But the Management prize caught our attention as well.
MANAGEMENT PRIZE: Alessandro Pluchino, Andrea Rapisarda, and Cesare Garofalo of the University of Catania, Italy, for demonstrating mathematically that organizations would become more efficient if they promoted people at random.
REFERENCE: “The Peter Principle Revisited: A Computational Study,” Alessandro Pluchino, Andrea Rapisarda, and Cesare Garofalo, Physica A, vol. 389, no. 3, February 2010, pp. 467-72.Those of us over a certain age remember the splash that The Peter Principle made when it first came out in 1969. Author Peter Lawrence explained in a way that made complete sense why we were destined to be forever surrounded by maddening incompetence: as the prize-winning paper puts it, ’Every new member in a hierarchical organization climbs the hierarchy until he/she reaches his/her level of maximum incompetence’ -- after which, of course they are promoted no further. This is perplexing.
As Pluchino et al explain,
Despite its apparent unreasonableness, such a principle would realistically act in any organization where the mechanism of promotion rewards the best members and where the mechanism at their new level in the hierarchical structure does not depend on the competence they had at the previous level, usually because the tasks of the levels are very different to each other. [In the paper] we show, by means of agent based simulations, that if the latter two features actually hold in a given model of an organization with a hierarchical structure, then not only is the Peter principle unavoidable, but also it yields in turn a significant reduction of the global efficiency of the organization.So, in the worst of all possible worlds (which sounded eerily familiar to many in 1969), most positions in most organizations are filled with the person least able to carry out the required responsibilities.
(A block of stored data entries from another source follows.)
PR #1488, opened 2021-02-19
Fixed help button for admins/analysts

kriscooke:
[GGIRCS-2188](https://youtrack.button.is/issue/GGIRCS-2188)
- Help button is present on all logged-in views for analysts and admins
- "Report a problem to the development team" temporarily opens a mailto link (new email with subject line "Internal Support Request") directed to `SUPPORT_EMAIL`. This URL should be updated when/if we have a new issue reporting system.
- Documentation links to Github admin/analyst guide on master. It's not amazingly thorough, but we can update either the link destination or improve the docs as appropriate.

help button

### DIFF
--- a/app/layouts/default-layout.tsx
+++ b/app/layouts/default-layout.tsx
@@ -9,6 +9,8 @@ import Subheader from 'components/Layout/Subheader';
 import Help from 'components/helpers/Help';
 import SiteNoticeBanner from 'components/Layout/SiteNoticeBanner';
 import CookieDayPickerInput from 'components/helpers/CookieDayPickerInput';
+import HelpButton from 'components/helpers/HelpButton';
+import {ADMIN_GROUP, INCENTIVE_ANALYST} from 'data/group-constants';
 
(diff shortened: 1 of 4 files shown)


app/layouts/default-layout.tsx
```diff
@@ -33,6 +34,10 @@ const DefaultLayout: React.FunctionComponent<Props> = ({
   width = 'narrow',
   help
 }) => {
+  const isInternalUser =
+    session?.userGroups.includes('Incentive Administrator') ||
+    session?.userGroups.includes('Incentive Analyst');
```
matthieu-foucault, line 39:
```ts
import {INCENTIVE_ANALYST, ADMIN_GROUP} from 'data/group-constants';

const internalUserGroups = [INCENTIVE_ANALYST, ...ADMIN_GROUP];
```

You can retrieve the internal user groups like this (you're missing the "Realm Administrator" group), and loop through one array to see if there is an intersection between both groups.

matthieu-foucault (changes requested):
Just a small change, looks good otherwise

dleard (approved):
:+1:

Did this Ah-ha! realization change the world? Of course not -- we need not point out that the economic fiascos of the past two years are perfect evidence of this. No doubt Pluchino et al. had this in mind as they explored this issue further:
Within a game theory-like approach, we explore different promotion strategies and we find, counterintuitively, that in order to avoid such an effect the best ways for improving the efficiency of a given organization are either to promote each time an agent at random or to promote randomly the best and the worst members in terms of competence.So, the Peter Principle happens because of the widespread, perhaps even universal assumption that if an employee excels at a job at one level, s/he will excel at the job on the next rung of the organizational hierarchy, even if it actually requires very different skills. This is just common sense, right?
But the problem is, as Pluchino et al. point out, that "common sense in many areas of our everyday life, often deceives us." To demonstrate just this, they did mathematical simulations of what would happen to organizational efficiency if the most competent, the least competent, and then a random selection of employees were promoted. They found that the random selection -- or equivalently, promotion of some of the most and some of the least competent -- was preferred.
Fine, so they've solved the global efficiency problem, and the world will surely take notice. But let's take this back around to science -- sidestepping any possible effects of The Peter Principle in academia, which isn't the reason we're interested in this paper. Instead, to us this paper relates to the general problem of determining cause and effect, something we write about here a lot.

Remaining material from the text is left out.